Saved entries
☆ ☆ ☆ ☆
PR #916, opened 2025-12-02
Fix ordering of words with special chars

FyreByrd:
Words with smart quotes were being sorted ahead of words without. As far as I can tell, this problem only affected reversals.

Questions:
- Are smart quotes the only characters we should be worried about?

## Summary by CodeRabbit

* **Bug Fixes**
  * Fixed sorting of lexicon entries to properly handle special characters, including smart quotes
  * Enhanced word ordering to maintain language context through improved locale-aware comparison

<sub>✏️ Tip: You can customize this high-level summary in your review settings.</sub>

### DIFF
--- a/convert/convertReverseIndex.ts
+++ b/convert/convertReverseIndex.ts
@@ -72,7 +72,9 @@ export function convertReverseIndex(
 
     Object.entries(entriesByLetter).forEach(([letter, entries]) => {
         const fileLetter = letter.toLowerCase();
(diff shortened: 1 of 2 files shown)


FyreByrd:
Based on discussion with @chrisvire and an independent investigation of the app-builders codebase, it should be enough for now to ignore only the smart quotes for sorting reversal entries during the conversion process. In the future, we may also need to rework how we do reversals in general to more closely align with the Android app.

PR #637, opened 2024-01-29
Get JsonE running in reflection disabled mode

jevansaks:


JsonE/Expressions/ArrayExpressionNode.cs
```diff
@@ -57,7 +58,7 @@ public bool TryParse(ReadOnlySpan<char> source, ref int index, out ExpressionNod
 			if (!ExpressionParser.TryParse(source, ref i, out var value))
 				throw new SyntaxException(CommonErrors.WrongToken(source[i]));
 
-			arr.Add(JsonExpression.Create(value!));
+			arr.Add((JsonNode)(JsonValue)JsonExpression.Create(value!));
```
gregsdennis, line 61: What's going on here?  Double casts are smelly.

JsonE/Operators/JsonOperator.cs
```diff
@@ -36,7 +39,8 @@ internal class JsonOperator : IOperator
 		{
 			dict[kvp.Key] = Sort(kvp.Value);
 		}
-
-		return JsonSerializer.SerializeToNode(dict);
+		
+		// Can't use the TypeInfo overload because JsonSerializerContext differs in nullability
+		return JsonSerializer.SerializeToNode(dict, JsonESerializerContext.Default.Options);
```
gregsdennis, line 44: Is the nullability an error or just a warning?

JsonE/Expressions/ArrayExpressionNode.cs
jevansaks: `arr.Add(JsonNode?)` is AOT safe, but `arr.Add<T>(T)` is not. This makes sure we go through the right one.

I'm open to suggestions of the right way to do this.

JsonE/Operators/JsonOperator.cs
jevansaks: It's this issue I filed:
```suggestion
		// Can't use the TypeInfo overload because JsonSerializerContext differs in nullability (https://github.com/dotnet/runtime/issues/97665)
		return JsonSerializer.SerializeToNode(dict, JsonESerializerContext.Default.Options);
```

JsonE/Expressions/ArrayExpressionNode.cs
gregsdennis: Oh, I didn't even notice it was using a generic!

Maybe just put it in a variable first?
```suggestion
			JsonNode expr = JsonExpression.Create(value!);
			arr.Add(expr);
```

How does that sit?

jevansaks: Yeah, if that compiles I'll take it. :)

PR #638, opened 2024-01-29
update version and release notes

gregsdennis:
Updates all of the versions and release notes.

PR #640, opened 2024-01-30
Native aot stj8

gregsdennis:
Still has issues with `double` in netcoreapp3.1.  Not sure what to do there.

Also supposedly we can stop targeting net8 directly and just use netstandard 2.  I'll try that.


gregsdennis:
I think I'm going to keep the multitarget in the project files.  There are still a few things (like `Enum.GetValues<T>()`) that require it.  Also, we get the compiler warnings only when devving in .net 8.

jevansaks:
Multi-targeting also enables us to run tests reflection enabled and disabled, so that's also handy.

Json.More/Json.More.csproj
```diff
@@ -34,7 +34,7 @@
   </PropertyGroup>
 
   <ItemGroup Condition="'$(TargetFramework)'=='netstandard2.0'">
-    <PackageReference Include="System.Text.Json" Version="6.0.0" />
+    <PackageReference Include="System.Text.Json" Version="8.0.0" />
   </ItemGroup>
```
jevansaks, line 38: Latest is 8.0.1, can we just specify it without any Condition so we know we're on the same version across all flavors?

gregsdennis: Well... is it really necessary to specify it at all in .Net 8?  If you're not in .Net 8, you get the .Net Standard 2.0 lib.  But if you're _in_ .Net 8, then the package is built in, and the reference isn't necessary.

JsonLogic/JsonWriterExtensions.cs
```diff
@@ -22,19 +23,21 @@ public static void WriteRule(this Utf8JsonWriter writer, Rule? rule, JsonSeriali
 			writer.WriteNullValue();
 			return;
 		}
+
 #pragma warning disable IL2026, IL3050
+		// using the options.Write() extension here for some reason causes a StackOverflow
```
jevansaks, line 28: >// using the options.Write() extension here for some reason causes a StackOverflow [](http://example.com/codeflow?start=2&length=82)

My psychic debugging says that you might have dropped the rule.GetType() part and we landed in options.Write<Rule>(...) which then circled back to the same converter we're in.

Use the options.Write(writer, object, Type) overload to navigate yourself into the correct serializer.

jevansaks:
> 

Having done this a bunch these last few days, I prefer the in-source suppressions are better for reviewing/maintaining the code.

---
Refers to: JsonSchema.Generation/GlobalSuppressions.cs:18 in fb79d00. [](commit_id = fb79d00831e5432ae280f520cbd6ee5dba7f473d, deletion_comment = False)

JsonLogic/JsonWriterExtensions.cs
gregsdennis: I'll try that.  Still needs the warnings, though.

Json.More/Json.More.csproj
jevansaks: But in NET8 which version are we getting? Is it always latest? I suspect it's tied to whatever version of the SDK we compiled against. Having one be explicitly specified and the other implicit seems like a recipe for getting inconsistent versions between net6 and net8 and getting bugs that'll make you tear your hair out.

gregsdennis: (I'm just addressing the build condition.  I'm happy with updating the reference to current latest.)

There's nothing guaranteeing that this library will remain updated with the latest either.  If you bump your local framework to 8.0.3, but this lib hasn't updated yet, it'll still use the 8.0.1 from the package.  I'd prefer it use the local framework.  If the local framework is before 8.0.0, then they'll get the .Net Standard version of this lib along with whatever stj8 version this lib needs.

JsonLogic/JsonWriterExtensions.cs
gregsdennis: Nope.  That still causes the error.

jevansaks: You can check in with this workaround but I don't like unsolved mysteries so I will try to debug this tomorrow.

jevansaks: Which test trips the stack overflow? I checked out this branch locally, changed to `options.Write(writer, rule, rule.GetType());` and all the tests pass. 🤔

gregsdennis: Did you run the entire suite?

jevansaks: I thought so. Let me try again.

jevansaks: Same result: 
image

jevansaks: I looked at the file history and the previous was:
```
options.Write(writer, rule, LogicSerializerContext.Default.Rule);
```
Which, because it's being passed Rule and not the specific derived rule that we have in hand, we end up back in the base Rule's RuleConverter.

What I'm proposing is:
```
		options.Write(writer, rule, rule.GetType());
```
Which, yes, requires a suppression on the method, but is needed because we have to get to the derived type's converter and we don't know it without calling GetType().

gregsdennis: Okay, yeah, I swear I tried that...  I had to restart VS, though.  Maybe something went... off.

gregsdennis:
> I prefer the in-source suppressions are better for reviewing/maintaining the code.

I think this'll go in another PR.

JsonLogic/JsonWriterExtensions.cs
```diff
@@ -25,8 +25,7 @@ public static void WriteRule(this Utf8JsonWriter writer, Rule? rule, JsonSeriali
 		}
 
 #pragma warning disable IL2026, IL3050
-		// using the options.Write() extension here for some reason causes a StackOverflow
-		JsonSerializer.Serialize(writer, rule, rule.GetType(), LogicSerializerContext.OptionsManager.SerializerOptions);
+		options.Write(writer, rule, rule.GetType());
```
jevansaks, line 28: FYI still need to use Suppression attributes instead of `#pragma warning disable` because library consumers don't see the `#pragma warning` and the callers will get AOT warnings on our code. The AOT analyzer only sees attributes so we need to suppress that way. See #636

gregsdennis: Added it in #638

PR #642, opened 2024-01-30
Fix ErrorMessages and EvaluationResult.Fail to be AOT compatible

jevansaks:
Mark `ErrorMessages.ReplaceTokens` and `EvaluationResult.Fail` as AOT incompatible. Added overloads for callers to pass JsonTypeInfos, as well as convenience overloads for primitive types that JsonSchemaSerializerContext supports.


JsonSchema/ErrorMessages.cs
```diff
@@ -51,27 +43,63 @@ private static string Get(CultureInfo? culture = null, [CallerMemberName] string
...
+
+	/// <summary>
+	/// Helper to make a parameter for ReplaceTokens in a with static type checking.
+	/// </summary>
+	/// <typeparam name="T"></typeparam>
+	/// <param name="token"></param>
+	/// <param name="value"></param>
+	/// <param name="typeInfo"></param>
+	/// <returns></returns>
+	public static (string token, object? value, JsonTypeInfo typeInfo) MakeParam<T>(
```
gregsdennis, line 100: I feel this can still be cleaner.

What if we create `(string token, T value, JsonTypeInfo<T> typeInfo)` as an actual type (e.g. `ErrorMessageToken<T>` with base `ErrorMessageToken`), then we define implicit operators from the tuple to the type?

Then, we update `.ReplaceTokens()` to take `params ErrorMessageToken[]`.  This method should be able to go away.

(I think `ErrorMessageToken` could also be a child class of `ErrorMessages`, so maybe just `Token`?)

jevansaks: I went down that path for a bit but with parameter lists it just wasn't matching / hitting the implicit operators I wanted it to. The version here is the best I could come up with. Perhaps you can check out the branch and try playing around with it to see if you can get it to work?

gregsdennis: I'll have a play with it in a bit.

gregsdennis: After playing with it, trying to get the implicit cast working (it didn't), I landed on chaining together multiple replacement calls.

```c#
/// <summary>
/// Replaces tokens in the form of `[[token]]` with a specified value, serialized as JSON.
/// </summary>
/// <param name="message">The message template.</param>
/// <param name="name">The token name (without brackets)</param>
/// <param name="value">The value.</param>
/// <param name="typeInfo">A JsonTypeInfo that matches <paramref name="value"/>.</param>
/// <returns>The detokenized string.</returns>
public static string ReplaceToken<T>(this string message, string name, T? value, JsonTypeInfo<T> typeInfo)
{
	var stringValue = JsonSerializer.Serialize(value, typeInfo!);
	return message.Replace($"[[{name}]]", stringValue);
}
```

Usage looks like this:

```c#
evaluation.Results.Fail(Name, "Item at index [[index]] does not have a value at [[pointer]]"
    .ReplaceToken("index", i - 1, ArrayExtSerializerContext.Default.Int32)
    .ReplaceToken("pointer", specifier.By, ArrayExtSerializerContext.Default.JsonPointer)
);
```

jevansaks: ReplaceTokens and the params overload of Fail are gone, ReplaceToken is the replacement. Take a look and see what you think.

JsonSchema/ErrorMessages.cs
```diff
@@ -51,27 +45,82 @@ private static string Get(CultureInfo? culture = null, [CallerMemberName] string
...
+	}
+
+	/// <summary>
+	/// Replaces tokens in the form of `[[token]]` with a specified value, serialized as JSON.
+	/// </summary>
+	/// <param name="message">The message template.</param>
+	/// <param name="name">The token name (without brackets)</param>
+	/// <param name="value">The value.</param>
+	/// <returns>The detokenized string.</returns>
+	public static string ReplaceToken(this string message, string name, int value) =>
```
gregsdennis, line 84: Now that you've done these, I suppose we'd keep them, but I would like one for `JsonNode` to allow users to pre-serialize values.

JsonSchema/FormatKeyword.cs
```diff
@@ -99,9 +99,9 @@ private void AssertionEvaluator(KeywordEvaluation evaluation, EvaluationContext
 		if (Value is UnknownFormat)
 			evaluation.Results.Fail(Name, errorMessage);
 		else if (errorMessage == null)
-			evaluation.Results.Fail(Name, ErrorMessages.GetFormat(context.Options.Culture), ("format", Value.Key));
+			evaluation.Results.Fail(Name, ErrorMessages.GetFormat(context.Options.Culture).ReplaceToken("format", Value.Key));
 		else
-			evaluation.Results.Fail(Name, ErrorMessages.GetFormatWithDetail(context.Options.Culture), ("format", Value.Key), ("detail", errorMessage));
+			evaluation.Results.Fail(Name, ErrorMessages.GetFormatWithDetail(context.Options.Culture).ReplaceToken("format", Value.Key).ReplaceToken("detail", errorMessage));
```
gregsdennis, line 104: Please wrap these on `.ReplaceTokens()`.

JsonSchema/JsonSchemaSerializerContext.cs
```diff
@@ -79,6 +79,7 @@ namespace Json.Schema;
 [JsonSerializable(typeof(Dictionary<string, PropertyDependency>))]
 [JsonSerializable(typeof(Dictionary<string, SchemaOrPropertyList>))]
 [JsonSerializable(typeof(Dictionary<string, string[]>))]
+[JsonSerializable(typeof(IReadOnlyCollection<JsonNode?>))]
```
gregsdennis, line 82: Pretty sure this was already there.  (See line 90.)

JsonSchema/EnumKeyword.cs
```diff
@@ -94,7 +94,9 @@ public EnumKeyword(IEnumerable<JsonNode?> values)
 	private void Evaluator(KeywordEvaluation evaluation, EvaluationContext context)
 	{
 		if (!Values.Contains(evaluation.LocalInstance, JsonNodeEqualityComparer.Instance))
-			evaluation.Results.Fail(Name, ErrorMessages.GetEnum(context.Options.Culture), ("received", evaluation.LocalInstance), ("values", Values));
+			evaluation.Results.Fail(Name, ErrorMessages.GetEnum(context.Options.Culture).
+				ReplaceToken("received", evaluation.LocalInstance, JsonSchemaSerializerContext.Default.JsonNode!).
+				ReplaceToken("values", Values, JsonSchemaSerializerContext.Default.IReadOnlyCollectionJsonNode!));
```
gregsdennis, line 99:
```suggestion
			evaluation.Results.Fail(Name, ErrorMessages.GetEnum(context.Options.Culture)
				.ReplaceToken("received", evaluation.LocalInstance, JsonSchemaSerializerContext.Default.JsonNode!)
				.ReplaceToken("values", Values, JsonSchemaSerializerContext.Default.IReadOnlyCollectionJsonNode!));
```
☆ ☆ ☆ ☆
## What this task involves
In the entries above, find every line holding the word "static" and copy it out.

## Exercise answer
@@ -22,19 +23,21 @@ public static void WriteRule(this Utf8JsonWriter writer, Rule? rule, JsonSeriali
@@ -25,8 +25,7 @@ public static void WriteRule(this Utf8JsonWriter writer, Rule? rule, JsonSeriali
@@ -51,27 +43,63 @@ private static string Get(CultureInfo? culture = null, [CallerMemberName] string
+	/// Helper to make a parameter for ReplaceTokens in a with static type checking.
+	public static (string token, object? value, JsonTypeInfo typeInfo) MakeParam<T>(
public static string ReplaceToken<T>(this string message, string name, T? value, JsonTypeInfo<T> typeInfo)
@@ -51,27 +45,82 @@ private static string Get(CultureInfo? culture = null, [CallerMemberName] string
+	public static string ReplaceToken(this string message, string name, int value) =>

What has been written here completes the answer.